Cameron aka Captains says: I saw my own mother in your original post. If you have any questions for transmasculine (FtM) people, feel free to ask.
CarlyMCX says: If you want to bring God into the mix, then consider this: Jesus Christ Himself never condemned homosexuality, even when asked what the sins were. He also said the rules of the Old Testament (specifically Leviticus) were the rules of men, and that they no longer applied, and it is what is in a person's heart that mattered. And as far as the later writings of the Apostle Paul, we have a lot of reasons to believe that the condemnations against homosexuality were added by others after his death, and/or deliberately mistranslated from the original Ancient Greek.

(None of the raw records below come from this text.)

PR #541, opened 2016-08-10
EFS updates (Aug 9, 2016)

philtay:
http://docs.aws.amazon.com/AWSCloudFormation/latest/UserGuide/ReleaseHistory.html


markpeek:
Thanks!

PR #543, opened 2016-08-11
Extend Template constructor.

rhattersley:
Similar to the resource classes, this allows Description and Metadata to be set on construction.

Currently you have to do:
```python
template = Template()
template.add_description('Blah blah blah ...')
```

This PR makes it more consistent with other resources and allows:
```python
template = Template(Description='Blah blah blah ...')
```


markpeek:
Thanks!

I don't think this is God having a sense of humor. I think this is God saying "When I said 'Be fruitful and multiply' I didn't mean keep doing it until you overrun and destroy the rest of Creation." A lot of animals tend to have homosexual pairings when populations get too dense. It is a natural form of population control, and a far better one than disease, starvation or cannibalism. God created those animals, and they are not sinners. They are just animals doing what they were designed to do. Do not listen to manipulative "Christians." If you believe in intelligent design of animals, then you have to look at animal research and believe that homosexuality is part of the design as well.
God created you, and your children. And he loves you and them.

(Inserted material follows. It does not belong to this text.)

PR #544, opened 2016-08-11
adding new application loadbalancer objects and properties, following AWS announcement https://a…

axelpavageau:
https://aws.amazon.com/blogs/aws/new-aws-application-load-balancer/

TG Clare says: I will admit I didn't know diddly about being gay and I felt it was a choice that they made. I learned a lot later that it isn't a choice. Same with being trans. I didn't make the choice to be the way I am no more than I could choose my skin colour. I did choose to accept myself so I could live my life. It hasn't been easy but I feel much better than I did before
*Let them know you are in this together and they can come to you for solace and compassion as well as understanding. I am sure they are just as frightened as you are."
This IS a learning process, and like someone said, knowledge is power. I will voice a fear that gnaws inside of me like a rat... the fact that the public is so afraid and so unwilling to accept people who have any kind of difference. I hear of transgender or other ethnicities being killed for the way they are. A lot of people are not kind and could care less about the "whys". If you dont conform to their way of thinking, YOU are wrong not them and they let you know it. I am scared for my child. Scared to death. I am much more accepting than her father.. his father.. but he will watch what my reaction is and will follow suit. He always has lol so if I dont make a big deal out of it, he wont. I know my child will be glad for that. I let him know tonight that I felt alone in not being able to talk to anyone about it and he told me that if I felt I wanted to tell his dad to go ahead. I think I will just ponder that for a day or so and be sure its the right time.
I cant thank you enough for suggesting a gender therapist as I had no clue one even existed. My child already sees an endocrinologist for her thyroid issues... I would never have guessed that they could help in this situation. What does an endocrinologist do for that exactly? The way I see it, the more people who can provide my son... boy that is going to be so hard to get used to saying that.. with a positive experience as he finds his way through this, the better.
Do you all think I should show him this site? If you all have helped me so much, maybe he could find the advice here as helpful as I have. Again, I cant thank you all enough for your kind words of encouragement and advice. Its so comforting just knowing there is somewhere I can go where people wont ridicule me or scoff at what my child is going through right now.